I have three networks, call them V, V_target, and Actor, and I'm trying to achieve the following setup:
我有三个网络,称为V,V_target和Actor,我正在尝试实现以下设置:
- V and Actor share certain layers.
- V_target is an exact duplicate of V.
V和Actor共享某些图层。
V_target与V完全相同。
For those familiar with deep RL, I'm using this within an actor-critic algorithm with shared layers between the value and policy networks, plus a target network V_target. I tried the following:
对于那些熟悉深度RL的人,我在演员评论算法中使用它,在价值和策略网络之间共享层,加上目标网络V_target。我尝试了以下方法:
def shared(...):
# define some variables, e.g.
W = get_variable('W', ...)
def Actor(...):
with tf.variable_scope("shared"):
shared_out = shared(...)
... actor-specific layers ...
def V(...):
with tf.variable_scope("shared", reuse=True):
shared_out = shared(...)
... V-specific layers...
with tf.variable_scope("Policy"):
actor_out = Actor(...)
with tf.variable_scope("V_main"):
V_out = V(...)
with tf.variable_scope("V_target"):
V_target = V(...)
As expected, this doesn't work because the use of the outermost variable_scope
prevents sharing between Policy and V_main: the Variable W
has name Policy/shared/W
in one scope but has name V_main/shared/W
under the second scope.
正如预期的那样,这不起作用,因为使用最外层的variable_scope会阻止Policy和V_main之间的共享:变量W在一个范围内具有名称Policy / shared / W,但在第二个范围内具有名称V_main / shared / W.

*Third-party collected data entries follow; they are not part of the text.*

PR #8984, opened 2021-09-20
implement and test a render-document capability

zed-eh:
First time using go. First time contributing to any project on GitHub. Please feel free to inform if I'm not following process.

The proposed code adds the capability to create a markdown hook in layout/_default/_markup/render-document.html that hooks into goldmark render-document. The hook gets invoked twice: just before markdown processing starts; and just after markdown processing finishes. A boolean parameter indicates the reason for invocation.

I found this useful to set up some initial conditions before processing start, and to clean up when processing has completed.

### DIFF
--- a/.gitignore
+++ b/.gitignore
@@ -1,6 +1,7 @@
 /hugo
 docs/public*
 /.idea
+/.vscode
 hugo.exe
 *.test
 *.prof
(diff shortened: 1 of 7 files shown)


bep:
I'm closing this, we need to discuss this in an issue before starting on an implementation.

PR #8991, opened 2021-09-24
tpl/tplimpl: Add .Site.Title to embedded opengraph template 

sean-au:
Added .Site.Title, to go alongside the existing .Site.Params.Title lookup for og:site_name.

.Site.Title has been given preference.

.Site.Title is specified in the hugo docs as the place to record the sites name https://gohugo.io/getting-started/configuration/#title

Its also configured by default when running "hugo new site" 

```TOML
# config.toml
baseURL = "http://example.org/"
languageCode = "en-us"
title = "My New Hugo Site"
```


sean-pwd:
That should work

PR #9024, opened 2021-10-10
Pinned docker images by SHA

nathannaveen:
Pinned docker images by SHA instead of tags because tags could be moved while SHAs can’t.

https://github.com/ossf/scorecard/blob/main/docs/checks.md#pinned-dependencies


jeanlucmongrain:
Pin by tag break the ability to build multi arch images, no?

PR #9030, opened 2021-10-12
This is very mac-centered, at least mention Linux

balderbach:
Thanks for the great project, trying to amend this in the docs. Am happy to do a larger change if wished.


balderbach:
Hi @bep - I changed the sentence, I think it's better that there is a link with the text "full install instructions", should be easier for people to spot and understand that the Brew method is just one of many.

Issue #4470, opened 2018-03-04
Add XML as a Data File Type


bzerangue:
It would be nice to provide XML as an available data type to load. 

Currently, Hugo accepts, TOML, YAML, JSON, and CSV. Is there any reason why XML is NOT amongst the available formats?

It would be great to add XML as an available data type for the `/data` folder.

rdwatters:
@bzerangue This would be fantastic. Not sure if something like https://github.com/beevik/etree would help said efforts...

fbaube:
+1 on this. Type "XML" could then act as a flag to invoke DOCTYPE parsing and optional validation.

kaushalmodi:
Having a `getXML` similar to `getJSON` would be useful in creating "planets" from feeds. Ref: https://discourse.gohugo.io/t/anyone-here-interested-in-a-hugo-planet/15092.

stephlocke:
This'll be great for surfacing RSS from other sources like Medium

raybellis:
+1 from me, too - I'd like to be able to include references from the RFC index, but it's only published in XML format.

fbaube:
I'm working on a Go library to parse mixed content. If anyone can propose an API (i.e. interfaces) that would be useful for Hugo, I could give it a whack.

stephlocke:
On the RSS specific side, I currently leverage a site that parses RSS to JSON for consumption

```
{{ $rssJ := getJSON "https://api.rss2json.com/v1/api.json?rss_url=https%3A%2F%2Fmedium.com%2Ffeed%2Fnightingale-hq" }}


{{ range $rssJ.items }}
    {{ $post := . }}
    <div class="col-12 col-md-6 col-lg-4 mb-2 mr-2 pb-8 blog" style="background-image: url({{ $post.thumbnail }});">
    <a href="{{ $post.link }}" target="_blank" alt="{{ $post.title }}">
    <h2>{{ $post.title }}</h2>
    </a>
    <h3>{{ $post.author }}</h3>
    </div>
{{ end }}
```

felicianotech:
If this request is too complex as is, what about simplifying it to a `getRSS` function? I know for me the need for `getXML` is simply so that I can have Hugo read in RSS feeds.

lhenze:
Agreed, this would be fantastic.  From the library tech perspective --  we are experimenting with using Hugo to generate Special Collections Finding Aids from Encoded Archival Description (EAD) -- an XML format widely used by libraries.

[...]

PR #9031, opened 2021-10-12
GetXML implementation using antchfx/xmlquery

vanbroup:
An XML data implementation of GetXML using https://github.com/antchfx/xmlquery 

Exposing the Node type which allows users to get sub elements, attributes and use xpath filters.

Fixing #4470

### DIFF
--- a/cache/filecache/filecache_config.go
+++ b/cache/filecache/filecache_config.go
@@ -44,6 +44,7 @@ var defaultCacheConfig = Config{
 const (
 	cacheKeyGetJSON = "getjson"
 	cacheKeyGetCSV  = "getcsv"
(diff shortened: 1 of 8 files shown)


bep:
Thanks for this,

The code looks good, but I'm not merging this now.

I have two comments about this:

* When we add XML as a data format in Hugo it should work as a new data format where the others work (more or less), e.g. `/data` and `transform.Unmarshal`.
* There is another issue that talks about replacing `getJSON` (and friends` with a `resources.GetRemote` (or something), which would be format agnostic (also hopefully).
* I'm not sure how I would expect an XML structure to look like in the templates, but it should be similar to what we have now and not require some special knowledge about some special API.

Why not use tf.name_scope("Policy")
and tf.name_scope("V_main")
? If I do that, the shared
variables can be defined, but then I don't have a good way to get the variables under V_main
and V_target
. Specifically, because tf.name_scope
does not append anything to names created by tf.get_variable
, I cannot use tf.get_collection(tf.GraphKeys.TRAINABLE_VARIABLES ,'V_main')

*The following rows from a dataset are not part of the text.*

PR #9040, opened 2021-10-14
Updated Dependabot for GitHub actions

nathannaveen:
Updated Dependabot for GitHub actions. The actions aren't getting updated with the latest release.

### DIFF
--- a/.github/dependabot.yml
+++ b/.github/dependabot.yml
@@ -5,3 +5,7 @@ updates:
     directory: "/"
     schedule:
       interval: "daily"
+  - package-ecosystem: "github-actions"
+    directory: "/"
+    schedule:
+      interval: "daily"


bep:
What actions?

coliff (approved):

bep:
@coliff for security reasons we, for the most parts anyhow, use commit hashes to tell which version we want of a given action. I don't see how that could work with Dependabot?

coliff:
@bep - yes, I see what you mean. If you don't mind manually keeping them up to date as you need to then I guess you can close this then. I don't know if Dependabot would update the commit hashes or not.

bep:
>If you don't mind manually keeping them up to date

I do mind that, but I much rather prefer to know what I'm running ...

PR #12325, opened 2024-04-01
chore: fix function names

stayweek:


resources/images/smartcrop.go
```diff
@@ -81,7 +81,7 @@ func (p *ImageProcessor) smartCrop(img image.Image, width, height int, filter gi
 	return img.Bounds().Intersect(rect), nil
 }
 
-// Calculates scaling factors using old and new image dimensions.
+// calcFactorsNfnt scaling factors using old and new image dimensions.
```
bep, line 84: This doesn't make sense. You should fix the function name, not the comment.

bep (changes requested):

and tf.get_collection(tf.GraphKeys.TRAINABLE_VARIABLES ,'V_target')
to get both sets of objects for the so-called "target updates".
为什么不使用tf.name_scope(“Policy”)和tf.name_scope(“V_main”)?如果我这样做,可以定义共享变量,但是我没有一个很好的方法来获取V_main和V_target下的变量。具体来说,因为tf.name_scope没有向tf.get_variable创建的名称附加任何内容,所以我不能使用tf.get_collection(tf.GraphKeys.TRAINABLE_VARIABLES,'V_main')和tf.get_collection(tf.GraphKeys.TRAINABLE_VARIABLES,'V_target')为所谓的“目标更新”获取两组对象。
Is there any clever way around this?
这有什么聪明的方法吗?
1 个解决方案
#1
0
I suggest you do the trick described in this question: How to create variable outside of current scope in Tensorflow?
我建议你做这个问题中描述的技巧:如何在Tensorflow中创建当前范围之外的变量?
You can clear the current variable scope by providing an instance of an existing scope.
您可以通过提供现有范围的实例来清除当前变量范围。
So you simply need to define tf.variable_scope("shared")
once, remember the reference to this instance and use it inside all other variable scopes (with reuse=True
). W
variable will be created in shared
scope, no matter what the outer scope is.
所以你只需要定义一次tf.variable_scope(“shared”),记住对这个实例的引用并在所有其他变量范围内使用它(使用reuse = True)。无论外部范围是什么,W变量都将在共享范围内创建。
#1
0
I suggest you do the trick described in this question: How to create variable outside of current scope in Tensorflow?
我建议你做这个问题中描述的技巧:如何在Tensorflow中创建当前范围之外的变量?
You can clear the current variable scope by providing an instance of an existing scope.
您可以通过提供现有范围的实例来清除当前变量范围。
So you simply need to define tf.variable_scope("shared")
once, remember the reference to this instance and use it inside all other variable scopes (with reuse=True
). W
variable will be created in shared
scope, no matter what the outer scope is.
所以你只需要定义一次tf.variable_scope(“shared”),记住对这个实例的引用并在所有其他变量范围内使用它(使用reuse = True)。无论外部范围是什么,W变量都将在共享范围内创建。